Der Unabhängige Verwaltungssenat Wien hat durch das Mitglied DDr Lacina über die Berufung des Herrn Rudolf W gegen das Straferkenntnis

der Bundespolizeidirektion Wien, Bezirkspolizeikommissariat Döbling, vom 23.5.1995, AZ S 21484-D/95, betreffend eine Verwaltungsübertretung nach § 5 Abs 2 StVO 1960, womit über den Beschuldigten eine Geldstrafe von S 10.000,--, im Nichteinbringungsfalle eine Ersatzfreiheitsstrafe von 1 Woche, verhängt und ein erstinstanzlicher Verfahrenskostenbeitrag von S 1.000,-- vorgeschrieben wurde, entschieden:

Auf Grund der dagegen rechtzeitig eingebrachten Berufung und nach Durchführung einer öffentlichen mündlichen Verhandlung am 20.9.1995 wird das angefochtene Straferkenntnis gemäß § 66 Abs 4 AVG mit der Maßgabe bestätigt, daß die Übertretungsnorm "§ 99 Abs 1 lit b iVm § 5 Abs 2 und 3 StVO 1960" zu lauten hat.

Dem Berufungswerber wird gemäß § 64 Abs 2 VStG ein Beitrag zu den Kosten des Berufungsverfahrens in der Höhe von S 2.000,--, ds 20 % der verhängten Geldstrafe, auferlegt.

Text

Begründung:

1. Das angefochtene Straferkenntnis der Bundespolizeidirektion Wien vom 23.5.1995, Zl S 21484-d/95, ist gegen den nunmehrigen Berufungswerber als Beschuldigten gerichtet und enthält folgenden Spruch:

"Sie haben am 8.2.1995 um 22.30 Uhr in Wien, Wachzimmer H als Lenker des Kfz W-16 sich geweigert, Ihre Atemluft von einem besonders geschulten und von der Behörde hiezu ermächtigten Organe der Straßenaufsicht auf Alkoholgehalt messen zu lassen, obwohl vermutet werden konnte, daß Sie sich in einem durch Alkohol beeinträchtigten Zustand befanden.

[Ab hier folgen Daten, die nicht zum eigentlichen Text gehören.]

PR #382, opened 2020-02-19
Make DBaaS version required due to DigitalOcean API changes.

andrewsomething:
Previously, the DigitalOcean API only returned a version number for Postgres clusters. More recently, it has begun returning them for both Redis and MySQL ones as well. Creating a cluster without explicitly setting a version will use DigitalOcean's default. This change makes it so that does not return a diff when the resource is refreshed.

Successful test with this change applied:

```
$ make testacc TESTARGS='-run=TestAccDigitalOceanDatabaseCluster_RedisNoVersion'
TF_ACC=1 go test $(go list ./... |grep -v 'vendor') -v -run=TestAccDigitalOceanDatabaseCluster_RedisNoVersion -timeout 120m
=== RUN   TestAccDigitalOceanDatabaseCluster_RedisNoVersion
--- PASS: TestAccDigitalOceanDatabaseCluster_RedisNoVersion (365.08s)
PASS
ok  	github.com/terraform-providers/terraform-provider-digitalocean/digitalocean	365.106s
```

Failure before this change:

```
$ make testacc TESTARGS='-run=TestAccDigitalOceanDatabaseCluster_RedisNoVersion'
TF_ACC=1 go test $(go list ./... |grep -v 'vendor') -v -run=TestAccDigitalOceanDatabaseCluster_RedisNoVersion -timeout 120m
=== RUN   TestAccDigitalOceanDatabaseCluster_RedisNoVersion
--- FAIL: TestAccDigitalOceanDatabaseCluster_RedisNoVersion (363.94s)
    testing.go:640: Step 0 error: After applying this step, the plan was not empty:
        
        DIFF:
        
        DESTROY/CREATE: digitalocean_database_cluster.foobar
          database:             "" => "<computed>"
          engine:               "redis" => "redis"
          host:                 "tf-acc-test-u3trulcdlf-do-user-3100395-0.db.ondigitalocean.com" => "<computed>"
          id:                   "fda631a1-a871-4d19-be4e-27ba8dd40c79" => "<computed>"
          maintenance_window.#: "0" => "0"
          name:                 "tf-acc-test-u3trulcdlf" => "tf-acc-test-u3trulcdlf"
          node_count:           "1" => "1"
          password:             "foo" => "<computed>"
          port:                 "25061" => "<computed>"
          private_host:         "private-tf-acc-test-u3trulcdlf-do-user-3100395-0.db.ondigitalocean.com" => "<computed>"
          private_uri:          "rediss://default:foo@private-tf-acc-test-u3trulcdlf-do-user-3100395-0.db.ondigitalocean.com:25061" => "<computed>"
          region:               "nyc1" => "nyc1"
          size:                 "db-s-1vcpu-1gb" => "db-s-1vcpu-1gb"
          tags.#:               "1" => "1"
          tags.0:               "production" => "production"
          uri:                  "rediss://default:foo@tf-acc-test-u3trulcdlf-do-user-3100395-0.db.ondigitalocean.com:25061" => "<computed>"
          urn:                  "do:dbaas:fda631a1-a871-4d19-be4e-27ba8dd40c79" => "<computed>"
          user:                 "default" => "<computed>"
          version:              "5" => "" (forces new resource)
        
        
        
        STATE:
        
        digitalocean_database_cluster.foobar:
          ID = fda631a1-a871-4d19-be4e-27ba8dd40c79
          provider = provider.digitalocean
          database = 
          engine = redis
          host = tf-acc-test-u3trulcdlf-do-user-3100395-0.db.ondigitalocean.com
          name = tf-acc-test-u3trulcdlf
          node_count = 1
          password = foo
          port = 25061
          private_host = private-tf-acc-test-u3trulcdlf-do-user-3100395-0.db.ondigitalocean.com
          private_uri = rediss://default:foo@private-tf-acc-test-u3trulcdlf-do-user-3100395-0.db.ondigitalocean.com:25061
          region = nyc1
          size = db-s-1vcpu-1gb
          tags.# = 1
          tags.0 = production
          uri = rediss://default:foo@tf-acc-test-u3trulcdlf-do-user-3100395-0.db.ondigitalocean.com:25061
          urn = do:dbaas:fda631a1-a871-4d19-be4e-27ba8dd40c79
          user = default
          version = 5
FAIL
FAIL	github.com/terraform-providers/terraform-provider-digitalocean/digitalocean	363.960s
FAIL
make: *** [GNUmakefile:18: testacc] Error 1
```

### DIFF
--- a/digitalocean/resource_digitalocean_database_cluster.go
+++ b/digitalocean/resource_digitalocean_database_cluster.go
@@ -8,6 +8,7 @@ import (
 	"time"
 
 	"github.com/digitalocean/godo"
+	"github.com/hashicorp/terraform-plugin-sdk/helper/customdiff"
 	"github.com/hashicorp/terraform-plugin-sdk/helper/schema"
 	"github.com/hashicorp/terraform-plugin-sdk/helper/validation"
 )
@@ -41,11 +42,6 @@ func resourceDigitalOceanDatabaseCluster() *schema.Resource {
 				Type:     schema.TypeString,
 				Optional: true,
 				ForceNew: true,
-				// Maintain support for clusters created using default version
-				// that is not set explicitly in a config.
-				DiffSuppressFunc: func(k, old, new string, d *schema.ResourceData) bool {
-					return new == ""
-				},
 			},
 
 			"size": {
@@ -150,21 +146,38 @@ func resourceDigitalOceanDatabaseCluster() *schema.Resource {
 			"tags": tagsSchema(),
 		},
 
-		CustomizeDiff: func(diff *schema.ResourceDiff, v interface{}) error {
-			engine := diff.Get("engine")
-			_, hasEvictionPolicy := diff.GetOk("eviction_policy")
-			_, hasSqlMode := diff.GetOk("sql_mode")
+		CustomizeDiff: customdiff.All(
+			schema.CustomizeDiffFunc(func(diff *schema.ResourceDiff, v interface{}) error {
+				engine := diff.Get("engine")
+				_, hasVersion := diff.GetOk("version")
+				old, _ := diff.GetChange("version")
 
-			if hasSqlMode && engine != "mysql" {
-				return fmt.Errorf("sql_mode is only supported for MySQL Database Clusters")
-			}
+				if !hasVersion {
+					if old != "" {
+						return fmt.Errorf(`The argument "version" is now required. Set the %v version to the value saved to state: %v`, engine, old)
+					}
 
-			if hasEvictionPolicy && engine != "redis" {
-				return fmt.Errorf("eviction_policy is only supported for Redis Database Clusters")
-			}
+					return fmt.Errorf(`The argument "version" is required, but no definition was found.`)
+				}
 
-			return nil
-		},
+				return nil
+			}),
+			schema.CustomizeDiffFunc(func(diff *schema.ResourceDiff, v interface{}) error {
+				engine := diff.Get("engine")
+				_, hasEvictionPolicy := diff.GetOk("eviction_policy")
+				_, hasSqlMode := diff.GetOk("sql_mode")
+
+				if hasSqlMode && engine != "mysql" {
+					return fmt.Errorf("sql_mode is only supported for MySQL Database Clusters")
+				}
+
+				if hasEvictionPolicy && engine != "redis" {
+					return fmt.Errorf("eviction_policy is only supported for Redis Database Clusters")
+				}
+
+				return nil
+			}),
+		),
 	}
 }
 
--- a/digitalocean/resource_digitalocean_database_cluster.go
+++ b/digitalocean/resource_digitalocean_database_cluster.go
@@ -41,7 +41,7 @@ func resourceDigitalOceanDatabaseCluster() *schema.Resource {
 				Type:     schema.TypeString,
 				Optional: true,
 				ForceNew: true,
-				// Maintain support for clusters created using defualt version
+				// Maintain support for clusters created using default version
 				// that is not set explicitly in a config.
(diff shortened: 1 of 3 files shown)


eddiezane:
@vkruoso what are your thoughts on this?

vkruoso:
> @vkruoso what are your thoughts on this?

Im really not an expert on how the terraform provider interface works, but from what I can understand you are preventing the creation of a new resource just because the previous state have empty version, and the refreshed resource have the correct version.

Im not sure there is a clean solution here because when a new version is released in the API, all current deployments will be inconsistent as the default version is not the version that is deployed anymore. If there was (Im not sure there is) a way to simply update the state with the API version if the current version in the state is empty, that would make more sense to me.

Other than that, there is a small typo in the code: ```defualt```.

andrewsomething:
You've got it all just about right. One slight clarification.

> If there was (Im not sure there is) a way to simply update the state with the API version if the current version in the state is empty, that would make more sense to me.

The problem is that _it is_ updated in state. This leads to the configuration file and the state differing which is why Terraform wants to recreate the resource. Without this change, it's the user's configuration file that needs to be updated.

@eddiezane, I think the other option is to change the version attribute to be required. It's probably the more correct approach but would require users who just used the default to update their configuration file manually.

eddiezane:
@andrewsomething do you think `StateFunc` would work here to patch folks?

> 	// StateFunc is a function called to change the value of this before
	// storing it in the state (and likewise before comparing for diffs).
	// The use for this is for example with large strings, you may want
	// to simply store the hash of it.

andrewsomething:
I don't think a `StateFunc` will help. The state doesn't need to be updated, the user's configuration file does.

andrewsomething:
I've done a major reworking of this. Making the `version` required is the way to go here. In order to make that transition less painful for anyone with it not set, I use a `CustomizeDiff` to customize the error messaging. For example, if someone had created a Redis cluster without setting a version, they'll see an error giving them a hint on what should be set:

```
digitalocean_database_cluster.redis-example: Refreshing state... [id=43574524-90d9-4a76-a047-fe397f1aa39c]

Error: 1 error occurred:
	* The argument "version" is now required. Set the redis version to the value saved to state: 5

  on terraform-testing.tf line 11, in resource "digitalocean_database_cluster" "redis-example":
  11: resource "digitalocean_database_cluster" "redis-example" {
```

digitalocean/resource_digitalocean_database_cluster.go
```diff
@@ -38,7 +39,9 @@ func resourceDigitalOceanDatabaseCluster() *schema.Resource {
 			},
 
 			"version": {
-				Type:     schema.TypeString,
+				Type: schema.TypeString,
+				// In practice, this is required
+				// See transitionVersionToRequired CustomizeDiffFunc
 				Optional: true,
```
eddiezane: Did you mean to make this required?

andrewsomething: Setting `Required: true,` here makes it error out before the `CustomizeDiff` functions are ever run. So in `transitionVersionToRequired()` I handle both cases:

```
if !hasVersion {
	if old != "" {
		return fmt.Errorf(`The argument "version" is now required. Set the %v version to the value saved to state: %v`, engine, old)
	}

	return fmt.Errorf(`The argument "version" is required, but no definition was found.`)
}
```

For a new resource, if `version` is not set this error is returned:

> The argument "version" is required, but no definition was found.

If no version is set but there is a diff (e.g. new: "8" -> old: ""), then you get the error with the hint:

> The argument "version" is now required. Set the $engine version to the value saved to state: $version

andrewsomething:
@eddiezane  Sounds good. Updated the comment.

Sie haben dadurch folgende Rechtsvorschrift verletzt:

§ 5/2 StVO 1960.

Wegen dieser Verwaltungsübertretung wird über Sie folgende Strafe verhängt:

Geldstrafe von S 10.000,--, falls diese uneinbringlich ist, Ersatzfreiheitsstrafe von 1 Woche gemäß § 99 Abs 1 lit b StVO 1960. Ferner haben Sie gemäß § 64 des Verwaltungsstrafgesetzes (VStG) zu zahlen:

S 1.000,-- als Beitrag zu den Kosten des Strafverfahrens, ds 10 % der

Strafe.

Der zu zahlende Gesamtbetrag (Strafe/Kosten) beträgt daher

S 11.000,--. Außerdem sind die Kosten des Strafvollzuges zu ersetzen (§ 54d VStG)."

2. Gegen dieses Straferkenntnis richtet sich die Berufung des Beschuldigten vom 31.5.1995.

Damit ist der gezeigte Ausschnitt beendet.